◆ EXERCISE DATA:

PR #505, opened 2024-10-19
feat: redesign donation section

soumyaranjan-panda:
**Description:**
- Added background for better visual appeal.
- Fixed typos: "reoccuring" → "recurring" and "tax-deductable" → "tax-deductible."
- Combined link and button redirecting to the same page into one link.
- Replaced image button with an actual `<button>` tag. 

Please review and provide feedback if needed. Here's before after update:
image (1)

### DIFF
--- a/css/airspace.css
+++ b/css/airspace.css
@@ -247,7 +247,7 @@ font header .navbar-default .navbar-nav li a:hover {
 }
 
 #donation{
-  background-color: #4a4063;
+  background-color: #474354;
   color: white;
   padding: 60px 0;
   margin: 2rem 1.5rem;
--- a/css/airspace.css
+++ b/css/airspace.css
@@ -245,6 +245,42 @@ font header .navbar-default .navbar-nav li a:hover {
   font-size: 14px;
   line-height: 1.8;
 }
+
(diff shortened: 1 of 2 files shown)


pikurasa:
@soumyaranjan-panda I merged this in particular in order to patch the typos (thank you).

However, we should keep the indication that you can donate by credit card as well.

What do you think the best way is to do this?

We could:
- Just say "Donate"
- Say "Donate with PayPal or credit card"
- Put an image of the types of credit cards you can use underneath

WDYT?

Also, I wonder if there is a way to make the "Learn more" a little easier to read.

soumyaranjan-panda:
I initially thought naming the button 'Donation with PayPal' was appropriate since it was redirecting to paypal page. However, I agree with your suggestion to update the button caption to just 'Donate' and to add an image of the accepted card types underneath.
For the "Learn more" link, I can make it a lighter shade of blue and underline it to improve readability. Let me know if there’s anything else you’d like to adjust!

pikurasa:
> Let me know if there’s anything else you’d like to adjust!

Those updates sound good to me.

PR #516, opened 2024-10-23
fix: replace ion icons with SVGs and remove script dependencies

haroon10725:


pikurasa:
Can you please put it inside a new folder inside assets? Like assets/ion-icons ?? Or put it inside the fonts folder.

Let's keep assets to things that are SL-specific.

PR #7, opened 2021-02-18
New placement APIs

elgnay:
Signed-off-by: Yang Le <yangle@redhat.com>

### DIFF
--- a/enhancements/sig-architecture/6-placements/README.md
+++ b/enhancements/sig-architecture/6-placements/README.md
@@ -1,0 +1,554 @@
+# New Placement APIs
+
+## Release Signoff Checklist
+
+- [ ] Enhancement is `implementable`
+- [ ] Design details are appropriately documented from clear requirements
+- [ ] Test plan is defined
+- [ ] Graduation criteria for dev preview, tech preview, GA
+- [ ] User-facing documentation is created in [website](https://github.com/open-cluster-management/website/)
+
+## Summary
+
+The proposed work would define new placement APIs to select a set of ManagedClusters from multiple ManagedClusterSets.
+
+## Motivation
+
+Since placementrule is used in multiple components (GRC/App/Observability). It is more appropriate to define it in API repo and have a generic component to consume it based on the current placementrule APIs in https://github.com/open-cluster-management/multicloud-operators-placementrule. 
+
+The placement APIs will provide a definition on how to select a set of ManagedClusters in multiple ManagedClusterSets. And placement decisions will be generated according to the spec defined in the placement APIs.
+
+Placement APIs can be used by a higher primitive and controller to decide which ManagedClusters the manifests should be placed.
+
+### User Stories
+
+#### Story 1: A cluster-admin on hub can place a policy or workload to all ManagedClusters in all ManagedClusterSets; The cluster-admin on hub can also place a policy or workload to any selected ManagedClusters in ManagedClusterSets.
+
+#### Story 2: A normal user on hub can place a policy or a workload to a slice of ManagedClusters in one or multiple ManagedClusterSets that the user is authorized to access.
+
+#### Story 3: A user can use predicate to select ManagedClusters
+  - Select ManagedClusters based on a specified flavor - e.g. OpenShift
+  - Select ManagedClusters in aws and gcp
+  - Select ManagedClusters not in vsphere
+  - Select ManagedClusters based on a specified flavor, like OpenShift, with a specific version
+  - Select ManagedClusters labeled as prod (which is set by users).
+
+#### Story 4: A user can define the number of ManagedClusters to be selected
+  - Select 3 ManagedClusters based on a specified flavor
+  - Select 5 ManagedClusters on aws
+
+#### Story 5: The placement API should be scalable to support selecting hundreds of ManagedClusters from thousands of ManagedClusters.
+
+#### Story 6: A user can select ManagedClusters across different regions.
+
+#### Story 7: A controller is able to consume placements to select desired ManagedClusters.
+
+#### Story 8: A user can specify tolerations and select ManagedClusters with particular taints.
+
+#### Story 9: A user can fetch metrics data and figure out how the decision is made for a placement.
+
+#### Story 10: A user can specify a time window for a placement rule.
+
+### Goals
+
+- Define a new placement APIs in API repo to select a set of ManagedClusters in multiple ManagedClusterSets;
+- Have a component created with controllers to consume placements and generate placement decisions;
+- Limit the access to ManagedClusters by leveraging ManagedClusterSets;
+- Replace and deprecate the current placementrule APIs in https://github.com/open-cluster-management/multicloud-operators-placementrule
+- The user stories 8-10 need further investigation and will be covered in separate enhancements when API version moves to beta;
+
+## Proposal
+
+### API Spec
+
+#### Placement API
+`Placement` is a namespace scoped API and represents a selection of ManagedClusters in one or multiple ManagedClusterSets. When a placement is created, a controller consuming the placement should generate one or multiple placement decisions based on the spec defined in placement.
+```go
+// Placement defines a rule to select a set of ManagedClusters from the ManagedClusterSets bound
+// to the placement namespace.
+//
+// Here is how the placement policy combines with other selection methods to determine a matching
+// list of ManagedClusters:
+// 1) Kubernetes clusters are registered with hub as cluster-scoped ManagedClusters;
+// 2) ManagedClusters are organized into cluster-scoped ManagedClusterSets;
+// 3) ManagedClusterSets are bound to workload namespaces;
+// 4) Namespace-scoped Placements specify a slice of ManagedClusterSets which select a working set
+//    of potential ManagedClusters;
+// 5) Then Placements subselect from that working set using label/claim selection.
+//
+// No ManagedCluster will be selected if there is no ManagedClusterSet bound to the placement
+// namespace. User is able to bind a ManagedClusterSet to a namespace by creating a 
+// ManagedClusterSetBinding in the namespace if they have an RBAC rule to CREATE on the virtual
+// subresource of `managedclustersets/bind`.
+//
+// A slice of PlacementDecisions with label placement.open-cluster-management.io={placement name}
+// will be created to represent the ManagedCluster selected by this placement.
+// 
+// If a ManagedCluster is selected and added into the PlacementDecisions, other components may apply
+// workload on it; once it is removed from the PlacementDecisions, the workload applied on this
+// ManagedCluster should be evicted accordingly.
+type Placement struct {
+	metav1.TypeMeta   `json:",inline"`
+	metav1.ObjectMeta `json:"metadata,omitempty"`
+
+	// Spec defines the attributes of Placement.
+	Spec PlacementSpec `json:"spec"`
+
+	// Status represents the current status of the Placement
+	// +optional
+	Status PlacementStatus `json:"status,omitempty"`
+}
+
+// PlacementSpec defines the attributes of Placement.
+// An empty PlacementSpec selects all ManagedClusters from the bound ManagedClusterSets to placement namespace.
+type PlacementSpec struct {
+	// Predicates represent a slice of predicates to select ManagedClusters. The predicates are ORed.
+	// +optional
+	Predicates []ClusterPredicate `json:"predicates,omitempty"`
+
+	// Affinity represents the scheduling constraints
+	// +optional
+	Affinity *Affinity `json:"affinity,omitempty"`
+}
+
+// ClusterPredicate represents a predicate to select ManagedClusters.
+type ClusterPredicate struct {
+	// ClusterSets represent the ManagedClusterSets from which the ManagedClusters are selected.
+	// If the slice is empty, ManagedClusters will be selected from the ManagedClusterSets bound to the placement
+	// namespace, otherwise ManagedClusters will be selected from the intersection of this slice and the
+	// ManagedClusterSets bound to the placement namespace.
+	// +optional
+	ClusterSets []string `json:"clusterSets,omitempty"`
+
+	// NumberOfClusters represents the number of ManagedClusters to be selected which meet the
+	// requirements in this predicate.
+	// 1) If not specified, it indicates all matched ManagedClusters will be selected;
+	// 2) Otherwise if the nubmer of matched ManagedClusters is larger than NumberOfClusters, a random subset
+	//    with expected number of ManagedClusters will be selected;
+	// 3) If the nubmer of matched ManagedClusters is equal to NumberOfClusters, all matched ManagedClusters
+	//    will be selected;
+	// 4) If the nubmer of matched ManagedClusters is less than NumberOfClusters, all matched ManagedClusters
+	//    will be selected, and the status of condition `PlacementConditionSatisfied` will be set to false;
+	// +optional
+	NumberOfClusters *int32 `json:"numberOfClusters,omitempty"`
+
+	// RequiredDuringSchedulingRequiredDuringExecution represents a scheduling strategy for a
+	// cluster selector. If specified, the cluster selector should be matched at both scheduling
+	// time (when the placement decisions are made for the first time) and execution time (After
+	// one or multiple placement decisions are made). It means,
+	// 1) Any ManagedCluster, which does not match the selector, should not be selected;
+	// 2) If a selected ManagedCluster ceases to match the selector (e.g. due to an update) after the
+	//    placement decisions are made, it will be eventually removed from the placement decisions;
+	// 3) If a ManagedCluster starts to match the selector after the placement decisions are made, it
+	//    will either be selected or at least has chance to be selected (when NumberOfClusters is
+	//    specified);
+	//
+	// Other scheduling strategies not yet implemented includes
+	// RequiredDuringSchedulingIgnoredDuringExecution and PreferredDuringSchedulingIgnoredDuringExecution
+	// +optional
+	RequiredDuringSchedulingRequiredDuringExecution *ClusterSelector `json:"requiredDuringSchedulingRequiredDuringExecution,omitempty"`
+}
+
+// ClusterSelector represents the AND of the containing selectors
+type ClusterSelector struct {
+	// LabelSelector represents a selector of ManagedClusters by label
+	// +optional
+	LabelSelector metav1.LabelSelector `json:"labelSelector,omitempty"`
+
+	// ClaimSelector represents a selector of ManagedClusters by clusterClaims in status
+	// +optional
+	ClaimSelector ClusterClaimSelector `json:"claimSelector,omitempty"`
+}
+
+// A clusterclaim selector is a claim query over a set of ManagedClusters. An empty cluster claim
+// selector matches all objects. A null cluster claim selector matches no objects.
+type ClusterClaimSelector struct {
+	// matchExpressions is a list of cluster claim selector requirements. The requirements are ANDed.
+	// +optional
+	MatchExpressions []metav1.LabelSelectorRequirement `json:"matchExpressions,omitempty"`
+}
+
+// Affinity is a group of affinity scheduling rules.
+type Affinity struct {
+	// ClusterAntiAffinity describes cluster affinity scheduling rules for the placement.
+	// +optional
+	ClusterAntiAffinity *ClusterAntiAffinity `json:"clusterAntiAffinity,omitempty"`
+}
+
+// ClusterAntiAffinity is a group of cluster affinity scheduling rules.
+type ClusterAntiAffinity struct {
+	// RequiredDuringSchedulingRequiredDuringExecution is a scheduling strategies for
+	// ClusterAntiAffinity. The anti-affinity requirements specified by this field should be met
+	// at both scheduling time (when the placement decisions are made for the first time) and
+	// execution time (After one or multiple placement decisions are made). It means,
+	// 1) Any ManagedCluster, which does not meet the requirements, should not be selected;
+	// 2) If a selected ManagedCluster ceases to meet the requirements (e.g. due to an update) after the
+	//    placement decisions are made, it will be eventually removed from the placement decisions;
+	// 3) If a ManagedCluster starts to meet the requirements after the placement decisions are made, it
+	//    will either be selected or at least has chance to be selected;
+	// When there are multiple elements, the lists of ManagedClusters corresponding to each
+	// ClusterAffinityTerm are intersected, i.e. all terms must be satisfied.
+	//
+	// Other scheduling strategies not yet implemented includes
+  // RequiredDuringSchedulingIgnoredDuringExecution and PreferredDuringSchedulingIgnoredDuringExecution
+	// +optional
+	RequiredDuringSchedulingRequiredDuringExecution []ClusterAffinityTerm `json:"requiredDuringSchedulingRequiredDuringExecution,omitempty"`
+}
+
+// ClusterAffinityTerm defines a constraint on a set of ManagedClusters. Any ManagedCluster in this set
+// should be co-located (affinity) or not co-located (anti-affinity) with each other, where co-located
+// is defined as the value of the label/claim with name <topologyKey> on ManagedCluster is the same.
+type ClusterAffinityTerm struct {
+	// TopologyKey is either a label key or a cluster claim name of ManagedClusters
+	// +required
+	TopologyKey string `json:"topologyKey"`
+
+	// TopologyKeyType indicates the type of TopologyKey. It could be Label or Claim.
+	// +required
+	TopologyKeyType string `json:"topologyKeyType"`
+}
+
+const (
+	TopologyKeyTypeLabel string = "Label"
+	TopologyKeyTypeClaim string = "Claim"
+)
+
+type PlacementStatus struct {
+	// NumberOfSelectedClusters represents the number of selected ManagedClusters
+	NumberOfSelectedClusters int32 `json:"numberOfSelectedClusters"`
+
+	// Conditions contains the different condition statuses for this Placement.
+	Conditions []metav1.Condition `json:"conditions"`
+}
+
+const (
+	// PlacementConditionSatisfied means Placement is satisfied.
+	// A placement is satisfied only if all predicates are satisfied. And a predicate
+	// is not satisfied if
+	// 1) NumberOfClusters is specified;
+	// 2) And the number of matched ManagedClusters for this predicate is less than NumberOfClusters;
+	PlacementConditionSatisfied string = "PlacementSatisfied"
+)
+```
+
+#### PlacementDecision API
+`PlacementDecision` represents a slice of clusters selected by a placement. A `Placement` can link to multiple `PlacementDecisions`, and uses a label selector for reference.
+```go
+// PlacementDecision indicates a decision from a placement
+// PlacementDecision should has a label placement.open-cluster-management.io={placement name}
+// to reference a certain placement.
+type PlacementDecision struct {
+	metav1.TypeMeta   `json:",inline"`
+	metav1.ObjectMeta `json:"metadata,omitempty"`
+
+	// Decisions is a slice of decisions according to a placement
+	// The number of decisions should not be larger than 100
+	Decisions []ClusterDecision `json:"decisions"`
+}
+
+// ClusterDecision represents a decision from a placement
+type ClusterDecision struct {
+	// ClusterName is the name of the ManagedCluster
+	// +required
+	ClusterName string `json:"clusterName"`
+
+	// Reason represents the reason why the ManagedCluster is selected.
+	// +required
+	Reason string `json:"reason"`
+}
+```
+
+### Examples
+
+#### 1. Select ManagedClusters with cluster names
+
+```yaml
+apiVersion: cluster.open-cluster-management.io/v1alpha1
+kind: Placement
+metadata:
+  name: openshift-clusters-with-specific-names
+  namespace: ns1
+spec:
+  predicates:
+    - requiredDuringSchedulingRequiredDuringExecution:
+        claimSelector:
+          matchExpressions:
+            - key: id.k8s.io
+              operator: In
+              values:
+                - cluster1
+                - cluster2
+```
+
+#### 2. Select 3 ManagedClusters from a specific ManagedClusterSet.
+
+```yaml
+apiVersion: cluster.open-cluster-management.io/v1alpha1
+kind: Placement
+metadata:
+  name: clusters-from-specific-clusterset
+  namespace: ns1
+spec:
+  predicates:
+    - clusterSets:
+      - clusterset1
+      numberOfClusters: 3
+```
+**Note:** No ManagedCluster will be selected if the ManagedClusterSet is not bound to the placement namespace.
+
+#### 3. Select ManagedClusters based on a specific flavor with specific versions
+
+```yaml
+apiVersion: cluster.open-cluster-management.io/v1alpha1
+kind: Placement
+metadata:
+  name: openshift-clusters-with-specific-version
+  namespace: ns1
+spec:
+  predicates:
+    - requiredDuringSchedulingRequiredDuringExecution:
+        labelSelector:
+          matchLabels:
+            vendor: OpenShift
+        claimSelector:
+          matchExpressions:
+            - key: version.openshift.io
+              operator: In
+              values:
+                - 4.5.8
+                - 4.5.9
+```
+
+#### 4. Select 2 AWS ManagedClusters and 1 GCE ManagedCluster
+
+```yaml
+apiVersion: cluster.open-cluster-management.io/v1alpha1
+kind: Placement
+metadata:
+  name: clusters-from-aws-and-gce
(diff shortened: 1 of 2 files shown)


enhancements/sig-architecture/6-placements/README.md
```diff
@@ -0,0 +1,466 @@
...
+### Non-Goals
+
+- Support tolerations/taints. ManagedCluster has no taint defined in spec yet;
+- Create metrics data when creating/updating placement decisions. It needs further investigation and should be covered in a separate enhancement; 
+
+## Proposal
+
+### User Stories
+
+#### Story 1: A cluster-admin on hub can place a policy or workload to all clusters in all clustersets; The cluster-admin on hub can also place a policy or workload to any selected clusters in clustersets.
```
qiujian16, line 40: I think we should use  ManagedClusterSets to replace clusterset all over the doc.

enhancements/sig-architecture/6-placements/README.md
```diff
@@ -0,0 +1,466 @@
...
+
+#### Story 4: A user can define the number of clusters to be selected
+  - Select 3 openshift cluster
+  - Select 5 cluster on aws
+
+#### Story 5: The placement API should be scalable to support selecting hundreds of clusters from thousands of clusters.
+
+#### Story 6: A user can select clusters across different regions.
+
+#### Story 7: A controller is able to consume placements to select desired clusters.
```
qiujian16, line 59: should we also put taint/toleration as a story here also?

enhancements/sig-architecture/6-placements/README.md
```diff
@@ -0,0 +1,466 @@
...
+	TopologyKeyType string `json:"topologyKeyType"`
+}
+
+const (
+	TopologyKeyTypeLabel string = "Label"
+	TopologyKeyTypeClaim string = "Claim"
+)
+
+type PlacementStatus struct {
+	// Conditions contains the different condition statuses for this Placement.
```
qiujian16, line 219: I think we decide to put also number of selected clusters in the status

enhancements/sig-architecture/6-placements/README.md
```diff
@@ -0,0 +1,466 @@
...
+- A clustersetbinding binds only one clusterset to a namespace. It becomes worse if a user, like admin, wants to bind all clustersets to a namespace, because,
+  - The number of clustersets might be very large;
+  - The new added clustersets cannot be bound to the namespace automatically;
+
+### Workflows
+
+#### Workflow 1: Placement Reconciliation
+1. If the placement has old placementdicisions, fetch them all and get a slice of old matched clusters;
+2. Evaluate each cluster predicates (see Workflow 2 below for more details) and get the union of all predicates result;
+3. Enforce the afinity constrains on the union and remove clusters if necessary;
```
qiujian16, line 413: s/afinity /affinity/g

enhancements/sig-architecture/6-placements/README.md
```diff
@@ -0,0 +1,466 @@
...
+9. if `NumberOfClusters` is less than the size of the intersection, select random clusters from the intersection and return;
+10. Otherwise, return clusters in the intersection with some random additional clusters from the remaining of the new matched clusters;
+
+**Note:** The old matched clusters are preferred during the predicate evaluation, which makes the placement decisions as stable as possible.
+
+### Graduation Criteria
+
+1. The new placement APIs starts with version v1alpha1;
+2. The version name will become v1beta1 once it gets stable and is able to cover all the capabilities of the current placementrule APIs; 
+3. Components depends on the current placementrule APIs can migrated to the new placement APIs (v1beta1) then. And a conversion webhook will be provided to migrated existing placement objects to the new placement APIs (v1beta1);
```
qiujian16, line 435: s/migrated/migrate/g

enhancements/sig-architecture/6-placements/README.md
```diff
@@ -0,0 +1,466 @@
...
+4. The current placementrule APIs becomes deprecated and still exists in the next 3 releases.
```
qiujian16, line 436: i think only when we move this api to higher then v1beta1, we can start the deprecation process.

enhancements/sig-architecture/6-placements/README.md
```diff
@@ -0,0 +1,466 @@
...
+              vendor: OpenShift
+    ```
+2. A validating webhook rejects the create/update/patch requests of placements if the user has no permission on the referenced clustersets;
+3. PlacementController generates placementdecisions in the same namespace according to the spec of the placement.
+
+#### Pro
+- No need to bind clustersets to the placement namespace;
+
+#### Cons
+- The webhook can only handle create/update/patch requests of placements. If we want to use clustersets to limit the access scope of other resource, new webhook is required.
```
qiujian16, line 466: it will not be easy to get the clustersets for this working ns either

enhancements/sig-architecture/6-placements/README.md
elgnay: Since tolerations/taints is under non-goals section, this proposal will not cover it. So we may not be able to add a story for it.

enhancements/sig-architecture/6-placements/README.md
elgnay: Done.

enhancements/sig-architecture/6-placements/README.md
elgnay: Added.

enhancements/sig-architecture/6-placements/README.md
elgnay: Updated.

enhancements/sig-architecture/6-placements/README.md
elgnay: Updated.

enhancements/sig-architecture/6-placements/README.md
elgnay: Updated.

enhancements/sig-architecture/6-placements/README.md
elgnay: Added.

enhancements/sig-architecture/6-placements/README.md
```diff
@@ -0,0 +1,470 @@
...
+5. Enforce the affinity constrains on clusters if exist;
+6. If `NumberOfClusters` is not specified, return all matched clusters;
+7. Otherwise, get the intersection of old matched clusters and new matched clusters;
+8. If `NumberOfClusters` is equal to the size of the intersection, return clusters in the intersection;
+9. if `NumberOfClusters` is less than the size of the intersection, select random clusters from the intersection and return;
+10. Otherwise, return clusters in the intersection with some random additional clusters from the remaining of the new matched clusters;
+
+**Note:** The old matched clusters are preferred during the predicate evaluation, which makes the placement decisions as stable as possible.
+
+### Graduation Criteria
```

◆ THE TASK: Say how many lines of the material hold the string "admin". Nothing else should be written.

◆ SOLUTION: 3